Kultur : "Rollstiefelchen": Über Hasen und Angsthasen

R.B.

Es gibt Hasen und Angsthasen, Fritz, genannt "Rollstiefelchen", ist zwar ein Hase, aber kein Angsthase. Er ist gehbehindert und braucht deswegen Stiefel mit Rollen und Krücken. Doch eigentlich mag er die blöden Stiefel nicht, aber er braucht sie. Eines Tages verirrt er sich im Wald, trifft dort auf einen großen Bären, der ihm mit einem Schlag die Stiefel in die Schlucht wirft. "Stiefel sind nichts für Hasen", lautet der lapidare Kommentar. Doch Fritz "Rollstiefelchen" ist nicht erschrocken, sondern zunächst erfreut, denn er hätte sich nicht getraut, die Stiefel wegzuwerfen. Der Bär wiederum ist erstaunt, dass Fritz keine Angst vor ihm hat. Und so trennen sich die Wege der beiden. Aber wie nun weiter - ohne Stiefel? Grégoire Soltareff hat mit seinem neuesten Bilderbuch "Rollstiefelchen" (Moritz Verlag, Frankfurt am Main 2000. 40 Seiten. 26,80 DM. Ab fünf Jahren) wieder eine ungewöhnliche Geschichte über die Mühen der Freundschaft geschrieben. Es ist nicht leicht Freunde zu finden, aber es ist noch schwerer, seine eigenen Vorurteile zu überwinden. Solotareff hat seinen Hasen mit einer Portion Selbstbewusstsein ausgestattet, die Kindern Mut macht.

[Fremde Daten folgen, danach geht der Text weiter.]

PR #127, opened 2016-05-11
prefer-consts and no-empty-line-after-opening-brace rules.

iclanton:


HamletDRC:
Here is the NPM documentation on main: 

> The main field is a module ID that is the primary entry point to your program. That is, if your package is named foo, and a user installs it, and then does require("foo"), then your main module's exports object will be returned.
> This should be a module ID relative to the root of your package folder.
> For most modules, it makes the most sense to have a main script and often not much else.
> 

I think that '.' and 'package.json' are both incorrect values. There is no published module here so the json attribute should be missing. 

Why do you need this change? It sounds to me (without knowing much) that the tool you use to integrate this package is broken.

iclanton:
We're trying to use [`require.resolve`](https://nodejs.org/api/globals.html#globals_require_resolve)`('tslint-microsoft-contrib')` to determine the directory path to this project, but it checks for a "main" property that points to a file that exists, or points to a directory that contains an "index.{js|json|node}" file. Without with "main" property, or with a "main" property that doesn't point to anything, [`require.resolve`](https://nodejs.org/api/globals.html#globals_require_resolve) doesn't work, and that's the cleanest way to determine the location of a NPM package that doesn't land in a deterministic location.

Perhaps in this case it would make sense to point to a JSON file that lists all of the rules in the package?

HamletDRC:
@iclanton I pushed the change to package.json

I am going to test the new rules on Microsoft Social Engagement before pushing those rules. 

Awesome work, thank you so much! 

I am going to rename this pull request and leave it open until the rules are merged

HamletDRC:
I finished merging the prefer-const rule. @bvancea you will like this rule :)

HamletDRC:
no-empty-line-after-opening-brace is merged as well. Closing PR

PR #132, opened 2016-05-16
Created no-jquery-raw-elements rule

JoshuaKGoldberg:
Stops people from creating jQuery elements with manually concatenated strings.
@sethobrien @adamtreineke

### DIFF
--- a/README.md
+++ b/README.md
@@ -94,6 +94,7 @@ Rule Name   | Description | Since
 `no-increment-decrement`        | Avoid use of increment and decrement operators particularly as part of complicated expressions | 0.0.1
 `no-inner-html`                 | Do not write values to innerHTML, outerHTML, or set HTML using the JQuery html() function. Writing values to innerHTML can expose your website to XSS injection attacks. All strings must be escaped before being rendered to the page.| 2.0.4
 `no-invalid-regexp`             | Do not use invalid regular expression strings in the RegExp constructor. Similar to the [ESLint no-invalid-regexp](http://eslint.org/docs/rules/no-invalid-regexp.html) rule| 1.0
+`no-jquery-raw-elements`        | Do not create jQuery elements with attributes using string concatenation.
 `no-missing-visibility-modifiers` | Class members (both fields and methods) should have visibility modifiers specified. THe Principle of Least Visibility guides us to prefer private methods and fields when possible. If a developer forgets to add a modifier then TypeScript assumes the element should be public, which is the wrong default choice. | 1.0
 `no-multiline-string`           | Do not declare multiline strings | 0.0.1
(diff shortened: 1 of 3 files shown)


HamletDRC:
@JoshuaKGoldberg do you have a link to some documentation saying why this is a security risk?

JoshuaKGoldberg:
Not off the top of my head. The logic is that it's both dangerous (adding unsanitized user input) and error-prone (accidentally losing track of `'`/`"`s). Looking around now...

HamletDRC:
@JoshuaKGoldberg is your team using this rule today? 

Passing a string literal to $ is a bad way to create html elements... but it is secure because a string literal is not unsanitized user input. 

Using string concatenation from user input and variables and then passing that to $ is also a bad way to create html elements and is potentially a security risk... but this rule does not catch that scenario. And I think a rule that flags any variable being passed to $ will be too broad. 

This rule catches any call to $ that passes a string literal that looks like it has an attribute inside of it. Is that really want you want the rule to catch?

HamletDRC:
Do you prefer something like this approach? http://stackoverflow.com/a/9760343/28946

    $('<div/>', {
        html: $('<h1/>', {
            html: title
        }).after(
            $('<div/>', {
                'text': content,
                'class': 'content'
            })
        )
    }

JoshuaKGoldberg:
> is your team using this rule today?
No, but we're considering it.

The rule is intended to also catch behavior like:

```typescript
$("<div className='" + className + "' />");
$("<" + tagName + "/>")
```

HamletDRC:
@JoshuaKGoldberg I'm not sure what to do with this one. 

I agree that this code should produce a violation because it is string manipulation for creating elements: 

    $("<" + tagName + " />");
    "<div className='" + className + "' >"

But I don't think these should produce violations because it is a static string and not user input: 

    $("<input readonly >");
    $("<input readonly='true' >");

Here is the rule that I propose: 

- Look for calls to jquery
- Allow parameters to be String Literals - this is OK
- If the expression passed to jquery is a BinaryExpression using the '+' operator... then create a violation if any of the sub-expressions contains the '>' or '<' signs

HamletDRC:
Hi @JoshuaKGoldberg 
I pushed the code based on my above comments: 

https://github.com/Microsoft/tslint-microsoft-contrib/commit/73e04f7128223c3f44c1c78884d3016f60aa8bfd

Please check out the unit tests especially and let me know if you want this rule expanded.

JoshuaKGoldberg:
I'll take a look soon! Apologies for the long wait time

HamletDRC:
@JoshuaKGoldberg the only thing that is missing from the rule is the idea that attributes embedded inside of string literals should be avoided. I think our recommendation is that we should avoid doing this, even in a string literal. So I'll quickly add that check back in.

JoshuaKGoldberg:
Just happened to notice jQuery's site *does* have this notice.

http://api.jquery.com/append/, under "Additional Notes".

PR #156, opened 2016-06-07
Allowed simple open tags in no-jquery-raw-elements

### LINKED ISSUE #155: Simple unclosed tags are flagged by no-jquery-raw-elements
`TSLint failure: Replace complex HTML strings with jQuery API: $('<div>').`

The full line is:

```typescript
html: "<pre>" + $("<div>").text(message).html() + "</pre>",
```

...so it's important to know which part is being complained about.

JoshuaKGoldberg:
`$("<div>")` was previously being flagged as a violation.

Fixes #155.


JoshuaKGoldberg:
Looks like this was fixed in 367f5ffac71cbcf9a156b39949ee8076b0e23b17.

PR #160, opened 2016-06-22
Trim whitespace from message in `no-multiline-strings`

chrismbarr:
on master, I keep running into this test failure with the `no-multiline-strings` rule when I run the tests locally.  It happened a long time ago to me and I ignored it as a fluke, but it's still happening to me today.

image

Basically it seems to expect the line break inside the reported string for the error message.  This was an easy thing to fix though, and now all tests pass for me with this small change.


HamletDRC:
I think the issue is your git line ending settings. The instructions in the readme.md say to change your git line endings globally before you check out. But this, of course, effects *all* your cloned git repos so it is not ideal. Anyway, merged and pushed.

Und es zeigt sich, das der große Bär, der so unheimlich und mächtig aussieht, eigentlich gar nicht so schlimm ist. Es ist alles relativ. Wie immer schafft es Solotareff, durch die kühne Komposition seiner Bilder und deren starker Farbigkeit Kinder in den Bann zu ziehen.